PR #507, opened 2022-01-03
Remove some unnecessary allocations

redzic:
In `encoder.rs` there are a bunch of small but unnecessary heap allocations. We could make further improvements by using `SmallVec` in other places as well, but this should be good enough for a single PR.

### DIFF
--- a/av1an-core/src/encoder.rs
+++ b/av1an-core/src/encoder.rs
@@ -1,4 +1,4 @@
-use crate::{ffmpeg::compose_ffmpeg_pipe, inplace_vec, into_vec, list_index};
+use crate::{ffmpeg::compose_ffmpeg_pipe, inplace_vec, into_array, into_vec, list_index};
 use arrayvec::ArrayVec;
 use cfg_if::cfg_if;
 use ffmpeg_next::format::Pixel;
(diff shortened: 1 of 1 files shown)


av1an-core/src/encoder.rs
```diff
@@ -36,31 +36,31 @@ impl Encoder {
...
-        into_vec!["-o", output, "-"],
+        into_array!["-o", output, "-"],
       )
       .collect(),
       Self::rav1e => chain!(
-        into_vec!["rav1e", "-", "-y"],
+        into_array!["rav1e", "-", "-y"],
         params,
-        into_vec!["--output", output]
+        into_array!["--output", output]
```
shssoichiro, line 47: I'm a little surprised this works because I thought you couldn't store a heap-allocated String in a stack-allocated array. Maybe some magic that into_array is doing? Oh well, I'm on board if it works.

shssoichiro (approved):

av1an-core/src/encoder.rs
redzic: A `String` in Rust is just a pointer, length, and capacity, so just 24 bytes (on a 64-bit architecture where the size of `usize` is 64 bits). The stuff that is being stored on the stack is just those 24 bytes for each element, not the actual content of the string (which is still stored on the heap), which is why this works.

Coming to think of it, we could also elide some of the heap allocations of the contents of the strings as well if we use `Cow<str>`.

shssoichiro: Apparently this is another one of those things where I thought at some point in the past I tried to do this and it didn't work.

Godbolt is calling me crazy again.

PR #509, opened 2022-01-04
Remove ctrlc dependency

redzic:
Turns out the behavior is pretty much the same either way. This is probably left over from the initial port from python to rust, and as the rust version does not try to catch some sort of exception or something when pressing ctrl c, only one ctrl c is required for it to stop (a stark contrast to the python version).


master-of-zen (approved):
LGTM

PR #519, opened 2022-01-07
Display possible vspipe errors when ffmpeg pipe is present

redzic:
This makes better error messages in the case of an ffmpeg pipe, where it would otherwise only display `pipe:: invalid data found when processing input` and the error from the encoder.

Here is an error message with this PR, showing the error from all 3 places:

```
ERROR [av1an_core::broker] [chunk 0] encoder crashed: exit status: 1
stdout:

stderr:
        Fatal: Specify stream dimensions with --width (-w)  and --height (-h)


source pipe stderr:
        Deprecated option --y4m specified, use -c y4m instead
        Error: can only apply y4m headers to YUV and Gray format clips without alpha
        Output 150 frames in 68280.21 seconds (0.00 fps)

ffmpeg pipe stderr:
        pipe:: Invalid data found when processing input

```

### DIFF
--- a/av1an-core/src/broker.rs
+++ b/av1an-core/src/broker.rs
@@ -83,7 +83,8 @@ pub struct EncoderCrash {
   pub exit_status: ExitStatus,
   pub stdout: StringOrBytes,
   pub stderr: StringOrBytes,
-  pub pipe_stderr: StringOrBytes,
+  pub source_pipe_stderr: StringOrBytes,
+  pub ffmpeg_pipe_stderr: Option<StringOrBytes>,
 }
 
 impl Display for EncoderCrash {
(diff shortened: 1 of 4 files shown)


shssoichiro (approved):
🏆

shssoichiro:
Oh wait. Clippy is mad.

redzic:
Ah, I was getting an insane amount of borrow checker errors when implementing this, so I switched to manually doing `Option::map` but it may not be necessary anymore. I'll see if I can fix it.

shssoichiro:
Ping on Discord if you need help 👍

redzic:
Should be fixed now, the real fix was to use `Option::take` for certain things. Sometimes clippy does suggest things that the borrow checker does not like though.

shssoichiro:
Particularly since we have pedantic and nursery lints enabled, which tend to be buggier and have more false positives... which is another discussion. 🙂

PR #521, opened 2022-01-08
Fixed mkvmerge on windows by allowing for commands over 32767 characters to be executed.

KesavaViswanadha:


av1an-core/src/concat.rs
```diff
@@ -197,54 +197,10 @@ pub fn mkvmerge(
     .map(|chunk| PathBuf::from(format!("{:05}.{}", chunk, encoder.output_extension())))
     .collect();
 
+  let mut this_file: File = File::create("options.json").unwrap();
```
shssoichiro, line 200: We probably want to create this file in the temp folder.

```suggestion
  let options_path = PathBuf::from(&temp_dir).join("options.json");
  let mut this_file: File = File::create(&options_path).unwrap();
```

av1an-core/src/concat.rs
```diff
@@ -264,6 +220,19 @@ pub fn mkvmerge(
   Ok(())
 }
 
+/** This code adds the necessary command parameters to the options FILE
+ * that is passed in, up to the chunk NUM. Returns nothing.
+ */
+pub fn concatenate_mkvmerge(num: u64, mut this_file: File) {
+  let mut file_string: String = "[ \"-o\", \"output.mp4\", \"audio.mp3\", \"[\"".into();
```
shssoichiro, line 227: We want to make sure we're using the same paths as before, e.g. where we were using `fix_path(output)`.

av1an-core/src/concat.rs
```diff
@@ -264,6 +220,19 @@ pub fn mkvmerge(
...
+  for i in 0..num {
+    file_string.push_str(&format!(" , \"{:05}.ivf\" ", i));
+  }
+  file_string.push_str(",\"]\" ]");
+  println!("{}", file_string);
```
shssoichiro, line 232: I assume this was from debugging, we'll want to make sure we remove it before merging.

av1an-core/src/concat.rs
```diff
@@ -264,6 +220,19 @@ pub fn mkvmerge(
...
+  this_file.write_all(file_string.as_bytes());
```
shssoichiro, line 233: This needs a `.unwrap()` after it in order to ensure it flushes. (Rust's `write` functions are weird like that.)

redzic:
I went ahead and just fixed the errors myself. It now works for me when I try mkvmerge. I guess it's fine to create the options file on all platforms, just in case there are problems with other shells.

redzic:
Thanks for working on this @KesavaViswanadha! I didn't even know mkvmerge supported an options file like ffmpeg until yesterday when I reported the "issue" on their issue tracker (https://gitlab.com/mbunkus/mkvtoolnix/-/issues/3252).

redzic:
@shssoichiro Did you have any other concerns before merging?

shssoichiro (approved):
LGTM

- - - - -

= WHAT THIS TASK INVOLVES =
Your task is to restate all of the records above word for word.

= FINAL ANSWER =
PR #507, opened 2022-01-03
Remove some unnecessary allocations

redzic:
In `encoder.rs` there are a bunch of small but unnecessary heap allocations. We could make further improvements by using `SmallVec` in other places as well, but this should be good enough for a single PR.

### DIFF
--- a/av1an-core/src/encoder.rs
+++ b/av1an-core/src/encoder.rs
@@ -1,4 +1,4 @@
-use crate::{ffmpeg::compose_ffmpeg_pipe, inplace_vec, into_vec, list_index};
+use crate::{ffmpeg::compose_ffmpeg_pipe, inplace_vec, into_array, into_vec, list_index};
 use arrayvec::ArrayVec;
 use cfg_if::cfg_if;
 use ffmpeg_next::format::Pixel;
(diff shortened: 1 of 1 files shown)


av1an-core/src/encoder.rs
```diff
@@ -36,31 +36,31 @@ impl Encoder {
...
-        into_vec!["-o", output, "-"],
+        into_array!["-o", output, "-"],
       )
       .collect(),
       Self::rav1e => chain!(
-        into_vec!["rav1e", "-", "-y"],
+        into_array!["rav1e", "-", "-y"],
         params,
-        into_vec!["--output", output]
+        into_array!["--output", output]
```
shssoichiro, line 47: I'm a little surprised this works because I thought you couldn't store a heap-allocated String in a stack-allocated array. Maybe some magic that into_array is doing? Oh well, I'm on board if it works.

shssoichiro (approved):

av1an-core/src/encoder.rs
redzic: A `String` in Rust is just a pointer, length, and capacity, so just 24 bytes (on a 64-bit architecture where the size of `usize` is 64 bits). The stuff that is being stored on the stack is just those 24 bytes for each element, not the actual content of the string (which is still stored on the heap), which is why this works.

Coming to think of it, we could also elide some of the heap allocations of the contents of the strings as well if we use `Cow<str>`.

shssoichiro: Apparently this is another one of those things where I thought at some point in the past I tried to do this and it didn't work.

Godbolt is calling me crazy again.

PR #509, opened 2022-01-04
Remove ctrlc dependency

redzic:
Turns out the behavior is pretty much the same either way. This is probably left over from the initial port from python to rust, and as the rust version does not try to catch some sort of exception or something when pressing ctrl c, only one ctrl c is required for it to stop (a stark contrast to the python version).


master-of-zen (approved):
LGTM

PR #519, opened 2022-01-07
Display possible vspipe errors when ffmpeg pipe is present

redzic:
This makes better error messages in the case of an ffmpeg pipe, where it would otherwise only display `pipe:: invalid data found when processing input` and the error from the encoder.

Here is an error message with this PR, showing the error from all 3 places:

```
ERROR [av1an_core::broker] [chunk 0] encoder crashed: exit status: 1
stdout:

stderr:
        Fatal: Specify stream dimensions with --width (-w)  and --height (-h)


source pipe stderr:
        Deprecated option --y4m specified, use -c y4m instead
        Error: can only apply y4m headers to YUV and Gray format clips without alpha
        Output 150 frames in 68280.21 seconds (0.00 fps)

ffmpeg pipe stderr:
        pipe:: Invalid data found when processing input

```

### DIFF
--- a/av1an-core/src/broker.rs
+++ b/av1an-core/src/broker.rs
@@ -83,7 +83,8 @@ pub struct EncoderCrash {
   pub exit_status: ExitStatus,
   pub stdout: StringOrBytes,
   pub stderr: StringOrBytes,
-  pub pipe_stderr: StringOrBytes,
+  pub source_pipe_stderr: StringOrBytes,
+  pub ffmpeg_pipe_stderr: Option<StringOrBytes>,
 }
 
 impl Display for EncoderCrash {
(diff shortened: 1 of 4 files shown)


shssoichiro (approved):
🏆

shssoichiro:
Oh wait. Clippy is mad.

redzic:
Ah, I was getting an insane amount of borrow checker errors when implementing this, so I switched to manually doing `Option::map` but it may not be necessary anymore. I'll see if I can fix it.

shssoichiro:
Ping on Discord if you need help 👍

redzic:
Should be fixed now, the real fix was to use `Option::take` for certain things. Sometimes clippy does suggest things that the borrow checker does not like though.

shssoichiro:
Particularly since we have pedantic and nursery lints enabled, which tend to be buggier and have more false positives... which is another discussion. 🙂

PR #521, opened 2022-01-08
Fixed mkvmerge on windows by allowing for commands over 32767 characters to be executed.

KesavaViswanadha:


av1an-core/src/concat.rs
```diff
@@ -197,54 +197,10 @@ pub fn mkvmerge(
     .map(|chunk| PathBuf::from(format!("{:05}.{}", chunk, encoder.output_extension())))
     .collect();
 
+  let mut this_file: File = File::create("options.json").unwrap();
```
shssoichiro, line 200: We probably want to create this file in the temp folder.

```suggestion
  let options_path = PathBuf::from(&temp_dir).join("options.json");
  let mut this_file: File = File::create(&options_path).unwrap();
```

av1an-core/src/concat.rs
```diff
@@ -264,6 +220,19 @@ pub fn mkvmerge(
   Ok(())
 }
 
+/** This code adds the necessary command parameters to the options FILE
+ * that is passed in, up to the chunk NUM. Returns nothing.
+ */
+pub fn concatenate_mkvmerge(num: u64, mut this_file: File) {
+  let mut file_string: String = "[ \"-o\", \"output.mp4\", \"audio.mp3\", \"[\"".into();
```
shssoichiro, line 227: We want to make sure we're using the same paths as before, e.g. where we were using `fix_path(output)`.

av1an-core/src/concat.rs
```diff
@@ -264,6 +220,19 @@ pub fn mkvmerge(
...
+  for i in 0..num {
+    file_string.push_str(&format!(" , \"{:05}.ivf\" ", i));
+  }
+  file_string.push_str(",\"]\" ]");
+  println!("{}", file_string);
```
shssoichiro, line 232: I assume this was from debugging, we'll want to make sure we remove it before merging.

av1an-core/src/concat.rs
```diff
@@ -264,6 +220,19 @@ pub fn mkvmerge(
...
+  this_file.write_all(file_string.as_bytes());
```
shssoichiro, line 233: This needs a `.unwrap()` after it in order to ensure it flushes. (Rust's `write` functions are weird like that.)

redzic:
I went ahead and just fixed the errors myself. It now works for me when I try mkvmerge. I guess it's fine to create the options file on all platforms, just in case there are problems with other shells.

redzic:
Thanks for working on this @KesavaViswanadha! I didn't even know mkvmerge supported an options file like ffmpeg until yesterday when I reported the "issue" on their issue tracker (https://gitlab.com/mbunkus/mkvtoolnix/-/issues/3252).

redzic:
@shssoichiro Did you have any other concerns before merging?

shssoichiro (approved):
LGTM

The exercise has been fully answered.